- _Exercise_
Please write out the data exactly, line by line.

[Stored items]

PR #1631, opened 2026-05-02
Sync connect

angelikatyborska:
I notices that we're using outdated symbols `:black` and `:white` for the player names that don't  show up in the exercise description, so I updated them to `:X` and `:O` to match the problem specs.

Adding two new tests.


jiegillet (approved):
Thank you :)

- _Exercise answer_
PR #1631, opened 2026-05-02
Sync connect

angelikatyborska:
I notices that we're using outdated symbols `:black` and `:white` for the player names that don't  show up in the exercise description, so I updated them to `:X` and `:O` to match the problem specs.

Adding two new tests.


jiegillet (approved):
Thank you :)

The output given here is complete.